═════ RECORDS SUPPLIED ═════
PR #744, opened 2017-10-04
Enable use of Per-element renderers PT1.

riarenas:
This change keeps usage of xamlBuilder internally.
Also adds the RenderContext object that will be passed around.
Only CardElements use the new Registration entries. Actions require a bigger refactor.

### DIFF
--- a/source/uwp/Renderer/idl/AdaptiveCards.Uwp.idl
+++ b/source/uwp/Renderer/idl/AdaptiveCards.Uwp.idl
@@ -72,6 +72,7 @@ namespace AdaptiveCards
         runtimeclass AdaptiveOpenUrlActionRenderer;
         runtimeclass AdaptiveRenderContext;
         runtimeclass AdaptiveRenderArgs;
+        runtimeclass AdaptiveActionInvoker;
         runtimeclass AdaptiveShowCardActionRenderer;
         runtimeclass AdaptiveSubmitActionRenderer;
         runtimeclass AdaptiveTextBlockRenderer;
@@ -138,6 +139,7 @@ namespace AdaptiveCards
         interface IAdaptiveElementRendererRegistration;
         interface IAdaptiveRenderContext;
         interface IAdaptiveRenderArgs;
+        interface IAdaptiveActionInvoker;
 
         [version(NTDDI_WIN10_RS1)]
         typedef [v1_enum] enum TextSize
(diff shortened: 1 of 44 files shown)


source/uwp/Renderer/idl/AdaptiveCards.Uwp.idl
```diff
@@ -1751,6 +1744,12 @@ namespace AdaptiveCards
 
             [propget] HRESULT ActionRenderers([out, retval] AdaptiveActionRendererRegistration** value);
 
+            [propget] HRESULT UserInputs([out, retval] AdaptiveInputs** value);
```
RebeccaAnne: >UserInputs [](start = 30, length = 10)

We don't need this because we pass the inputs in the action event args.

source/uwp/Renderer/idl/AdaptiveCards.Uwp.idl
```diff
@@ -1751,6 +1744,12 @@ namespace AdaptiveCards
...
+
+            HRESULT AddInputItem([in] IAdaptiveCardElement* cardElement, [in] Windows.UI.Xaml.UIElement* uiElement);
+
+            HRESULT SendActionEvent([in] AdaptiveActionEventArgs* eventArgs);
```
RebeccaAnne: >SendActionEvent [](start = 20, length = 15)

We spoke about this offline.  This feels weird to me from an API design perspective because you're not going to actually call this method at render time.  Saving it for the click handler requires keeping the entire render context around for the click handler, at which point the other stuff in there doesn't make as much sense anymore.  Consider moving this method into a separate interface that you can get from the render context.

RebeccaAnne:
>             [propget] HRESULT Inputs([out, retval] Windows.Data.Json.JsonObject** value);

Consider making this the Inputs object rather than the json (either as part of this or your next change)

---
Refers to: source/uwp/Renderer/idl/AdaptiveCards.Uwp.idl:897 in c78585b. [](commit_id = c78585bdf4ca9e47f68cddc1719c6b69598b1160, deletion_comment = False)

source/uwp/Renderer/lib/AdaptiveTextBlockRenderer.h
```diff
@@ -3,24 +3,33 @@
...
+#include "XamlBuilder.h"
 
-namespace AdaptiveCards { namespace Uwp
-{
-    class AdaptiveTextBlockRenderer :
-        public Microsoft::WRL::RuntimeClass<
-        Microsoft::WRL::RuntimeClassFlags<Microsoft::WRL::RuntimeClassType::WinRtClassicComMix>,
-        ABI::AdaptiveCards::Uwp::IAdaptiveElementRenderer>
+namespace AdaptiveCards {
+    namespace Uwp
```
═════
WHAT TO DO: State the number of lines of the preceding material in which the word "UserInputs" is found, and nothing more.

WRITTEN SOLUTION: 2